- [Aim of the exercise] Scan the data. Collect each line that contains the word "files".

- [Data extracts]
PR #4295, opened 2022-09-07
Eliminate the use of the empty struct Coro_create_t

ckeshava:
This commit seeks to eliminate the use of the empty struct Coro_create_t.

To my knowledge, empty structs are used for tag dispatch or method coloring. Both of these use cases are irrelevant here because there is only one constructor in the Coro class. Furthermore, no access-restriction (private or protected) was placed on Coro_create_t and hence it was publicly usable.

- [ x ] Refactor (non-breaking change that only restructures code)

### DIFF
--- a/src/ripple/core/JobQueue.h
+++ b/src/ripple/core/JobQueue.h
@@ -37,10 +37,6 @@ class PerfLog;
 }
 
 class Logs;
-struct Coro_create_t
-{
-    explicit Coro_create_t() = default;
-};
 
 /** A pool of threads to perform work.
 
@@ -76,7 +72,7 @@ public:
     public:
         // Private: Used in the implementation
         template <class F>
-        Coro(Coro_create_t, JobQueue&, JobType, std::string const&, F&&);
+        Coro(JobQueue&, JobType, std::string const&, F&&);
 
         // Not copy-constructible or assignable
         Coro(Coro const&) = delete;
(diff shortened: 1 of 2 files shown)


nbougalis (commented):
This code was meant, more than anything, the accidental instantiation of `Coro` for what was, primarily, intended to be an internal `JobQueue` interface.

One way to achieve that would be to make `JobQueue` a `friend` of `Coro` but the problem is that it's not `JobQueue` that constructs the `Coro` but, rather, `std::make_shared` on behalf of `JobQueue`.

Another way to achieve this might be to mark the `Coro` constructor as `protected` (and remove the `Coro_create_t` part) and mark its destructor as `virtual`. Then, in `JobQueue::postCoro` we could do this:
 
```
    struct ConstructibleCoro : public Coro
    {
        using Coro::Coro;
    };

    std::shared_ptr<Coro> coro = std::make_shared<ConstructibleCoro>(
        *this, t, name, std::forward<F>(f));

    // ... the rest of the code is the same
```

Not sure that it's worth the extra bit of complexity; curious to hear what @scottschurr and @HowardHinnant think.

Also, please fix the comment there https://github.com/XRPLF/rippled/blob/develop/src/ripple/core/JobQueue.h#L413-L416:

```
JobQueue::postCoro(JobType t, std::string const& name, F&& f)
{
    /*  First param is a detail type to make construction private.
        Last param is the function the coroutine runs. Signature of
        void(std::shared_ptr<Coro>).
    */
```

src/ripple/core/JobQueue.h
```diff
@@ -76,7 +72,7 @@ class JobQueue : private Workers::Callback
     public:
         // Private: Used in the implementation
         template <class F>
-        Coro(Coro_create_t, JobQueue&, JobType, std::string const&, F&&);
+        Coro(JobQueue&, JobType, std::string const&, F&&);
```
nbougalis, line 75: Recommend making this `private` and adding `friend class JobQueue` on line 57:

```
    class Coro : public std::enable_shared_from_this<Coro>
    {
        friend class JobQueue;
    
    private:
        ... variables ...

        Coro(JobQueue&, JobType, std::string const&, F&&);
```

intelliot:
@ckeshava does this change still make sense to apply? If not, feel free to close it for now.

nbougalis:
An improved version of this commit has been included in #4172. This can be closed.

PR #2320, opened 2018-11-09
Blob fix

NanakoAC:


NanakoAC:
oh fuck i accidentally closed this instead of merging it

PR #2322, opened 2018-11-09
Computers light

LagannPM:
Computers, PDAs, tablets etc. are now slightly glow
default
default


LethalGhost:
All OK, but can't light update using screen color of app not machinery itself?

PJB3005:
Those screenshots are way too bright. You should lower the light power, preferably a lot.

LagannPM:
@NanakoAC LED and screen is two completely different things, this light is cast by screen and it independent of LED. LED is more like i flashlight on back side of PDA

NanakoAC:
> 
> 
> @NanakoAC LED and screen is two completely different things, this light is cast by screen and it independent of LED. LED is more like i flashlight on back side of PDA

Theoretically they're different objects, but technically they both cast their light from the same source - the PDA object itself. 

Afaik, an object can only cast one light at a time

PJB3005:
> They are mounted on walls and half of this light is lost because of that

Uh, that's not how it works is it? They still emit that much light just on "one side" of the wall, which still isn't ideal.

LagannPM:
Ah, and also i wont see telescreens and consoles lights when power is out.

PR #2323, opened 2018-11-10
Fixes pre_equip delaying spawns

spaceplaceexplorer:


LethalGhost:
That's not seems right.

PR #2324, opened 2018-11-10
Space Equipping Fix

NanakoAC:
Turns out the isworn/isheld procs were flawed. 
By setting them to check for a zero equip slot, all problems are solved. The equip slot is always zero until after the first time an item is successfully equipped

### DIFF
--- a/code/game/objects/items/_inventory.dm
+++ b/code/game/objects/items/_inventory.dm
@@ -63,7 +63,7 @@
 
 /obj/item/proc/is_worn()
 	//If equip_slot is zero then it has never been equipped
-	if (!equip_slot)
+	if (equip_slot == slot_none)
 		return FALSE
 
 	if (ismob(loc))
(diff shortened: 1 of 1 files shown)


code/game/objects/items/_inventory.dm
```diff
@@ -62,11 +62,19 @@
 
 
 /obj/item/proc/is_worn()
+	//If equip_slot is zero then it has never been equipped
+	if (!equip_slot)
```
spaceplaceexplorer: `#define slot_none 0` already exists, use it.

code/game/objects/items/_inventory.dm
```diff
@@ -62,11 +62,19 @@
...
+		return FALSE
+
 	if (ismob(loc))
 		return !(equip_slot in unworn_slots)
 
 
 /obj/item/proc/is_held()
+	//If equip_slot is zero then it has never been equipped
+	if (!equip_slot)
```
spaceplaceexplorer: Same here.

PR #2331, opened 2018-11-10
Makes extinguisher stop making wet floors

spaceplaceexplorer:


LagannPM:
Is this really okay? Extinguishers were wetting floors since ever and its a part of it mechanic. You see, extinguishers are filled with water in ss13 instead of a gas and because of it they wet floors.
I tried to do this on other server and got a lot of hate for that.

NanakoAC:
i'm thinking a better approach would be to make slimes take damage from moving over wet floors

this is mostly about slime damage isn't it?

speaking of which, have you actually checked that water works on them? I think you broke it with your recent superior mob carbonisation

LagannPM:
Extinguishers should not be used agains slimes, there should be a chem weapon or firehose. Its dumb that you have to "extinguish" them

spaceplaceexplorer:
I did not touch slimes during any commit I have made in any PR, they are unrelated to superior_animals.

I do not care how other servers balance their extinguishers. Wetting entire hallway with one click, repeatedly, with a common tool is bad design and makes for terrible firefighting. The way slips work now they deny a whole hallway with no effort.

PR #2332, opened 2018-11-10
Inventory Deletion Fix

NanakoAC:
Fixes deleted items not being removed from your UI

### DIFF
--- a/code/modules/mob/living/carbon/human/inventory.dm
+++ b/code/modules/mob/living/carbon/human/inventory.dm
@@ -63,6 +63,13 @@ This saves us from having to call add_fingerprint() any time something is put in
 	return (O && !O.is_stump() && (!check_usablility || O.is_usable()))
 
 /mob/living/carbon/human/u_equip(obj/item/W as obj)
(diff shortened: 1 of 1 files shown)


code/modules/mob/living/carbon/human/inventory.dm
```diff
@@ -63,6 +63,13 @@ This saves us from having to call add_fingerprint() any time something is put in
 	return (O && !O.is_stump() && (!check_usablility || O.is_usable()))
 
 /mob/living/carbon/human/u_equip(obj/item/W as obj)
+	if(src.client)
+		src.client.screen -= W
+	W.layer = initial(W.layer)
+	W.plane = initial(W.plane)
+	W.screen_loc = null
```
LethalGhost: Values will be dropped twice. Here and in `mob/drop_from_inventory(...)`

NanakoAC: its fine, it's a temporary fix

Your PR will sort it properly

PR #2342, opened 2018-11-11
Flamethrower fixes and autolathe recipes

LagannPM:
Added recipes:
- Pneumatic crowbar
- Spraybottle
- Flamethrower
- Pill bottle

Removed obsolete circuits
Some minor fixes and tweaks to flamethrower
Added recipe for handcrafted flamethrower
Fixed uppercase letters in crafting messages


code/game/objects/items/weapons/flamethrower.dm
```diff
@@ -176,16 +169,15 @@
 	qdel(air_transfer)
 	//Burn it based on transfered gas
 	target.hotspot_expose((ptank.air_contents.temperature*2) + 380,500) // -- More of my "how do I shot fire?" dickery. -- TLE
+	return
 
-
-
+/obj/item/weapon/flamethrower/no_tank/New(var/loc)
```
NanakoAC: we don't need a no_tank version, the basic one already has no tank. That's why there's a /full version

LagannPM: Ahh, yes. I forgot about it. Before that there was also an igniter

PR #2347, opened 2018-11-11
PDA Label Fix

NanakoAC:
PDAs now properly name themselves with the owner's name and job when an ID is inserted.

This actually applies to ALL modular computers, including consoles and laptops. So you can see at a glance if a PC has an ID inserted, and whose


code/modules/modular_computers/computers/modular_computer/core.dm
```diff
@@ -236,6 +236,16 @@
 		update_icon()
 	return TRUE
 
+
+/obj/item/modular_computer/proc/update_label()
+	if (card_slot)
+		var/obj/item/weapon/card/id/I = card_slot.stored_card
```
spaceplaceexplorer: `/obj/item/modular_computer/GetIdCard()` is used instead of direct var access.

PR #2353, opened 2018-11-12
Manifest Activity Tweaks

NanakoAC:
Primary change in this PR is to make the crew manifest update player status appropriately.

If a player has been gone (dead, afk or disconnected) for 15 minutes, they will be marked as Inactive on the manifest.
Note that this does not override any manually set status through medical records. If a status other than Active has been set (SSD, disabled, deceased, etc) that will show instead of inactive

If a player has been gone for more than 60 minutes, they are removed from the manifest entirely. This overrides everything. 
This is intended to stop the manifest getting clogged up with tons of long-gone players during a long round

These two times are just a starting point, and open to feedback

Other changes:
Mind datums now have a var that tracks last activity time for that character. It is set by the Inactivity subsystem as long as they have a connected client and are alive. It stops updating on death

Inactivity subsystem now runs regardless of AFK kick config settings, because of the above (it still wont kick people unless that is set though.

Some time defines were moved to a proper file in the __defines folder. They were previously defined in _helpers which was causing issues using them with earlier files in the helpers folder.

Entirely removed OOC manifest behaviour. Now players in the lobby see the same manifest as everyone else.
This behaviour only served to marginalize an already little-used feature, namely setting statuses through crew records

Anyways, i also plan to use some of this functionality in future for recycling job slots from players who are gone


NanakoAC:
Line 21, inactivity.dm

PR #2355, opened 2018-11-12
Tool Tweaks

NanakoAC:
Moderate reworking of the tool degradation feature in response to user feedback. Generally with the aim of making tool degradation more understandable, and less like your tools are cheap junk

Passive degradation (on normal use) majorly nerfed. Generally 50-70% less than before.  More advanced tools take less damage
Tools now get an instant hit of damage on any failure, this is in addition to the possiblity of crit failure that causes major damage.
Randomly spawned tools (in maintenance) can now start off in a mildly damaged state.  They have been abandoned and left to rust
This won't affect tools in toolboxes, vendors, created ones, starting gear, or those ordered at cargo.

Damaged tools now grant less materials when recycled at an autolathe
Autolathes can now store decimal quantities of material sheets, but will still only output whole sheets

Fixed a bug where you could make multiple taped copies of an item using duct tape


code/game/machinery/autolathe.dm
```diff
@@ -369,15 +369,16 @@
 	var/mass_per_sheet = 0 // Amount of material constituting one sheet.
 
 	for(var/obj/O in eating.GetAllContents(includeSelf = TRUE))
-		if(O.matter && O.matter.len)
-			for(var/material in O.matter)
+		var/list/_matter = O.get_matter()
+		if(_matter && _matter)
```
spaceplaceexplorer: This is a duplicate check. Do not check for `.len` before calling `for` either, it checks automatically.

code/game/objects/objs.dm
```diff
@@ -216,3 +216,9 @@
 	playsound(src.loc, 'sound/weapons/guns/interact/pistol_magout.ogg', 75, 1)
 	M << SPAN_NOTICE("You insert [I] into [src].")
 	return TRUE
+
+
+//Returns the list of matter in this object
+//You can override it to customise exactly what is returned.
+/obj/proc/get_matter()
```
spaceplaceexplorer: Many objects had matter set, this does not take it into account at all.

- [Result]
(diff shortened: 1 of 2 files shown)
(diff shortened: 1 of 1 files shown)
(diff shortened: 1 of 1 files shown)
Some time defines were moved to a proper file in the __defines folder. They were previously defined in _helpers which was causing issues using them with earlier files in the helpers folder.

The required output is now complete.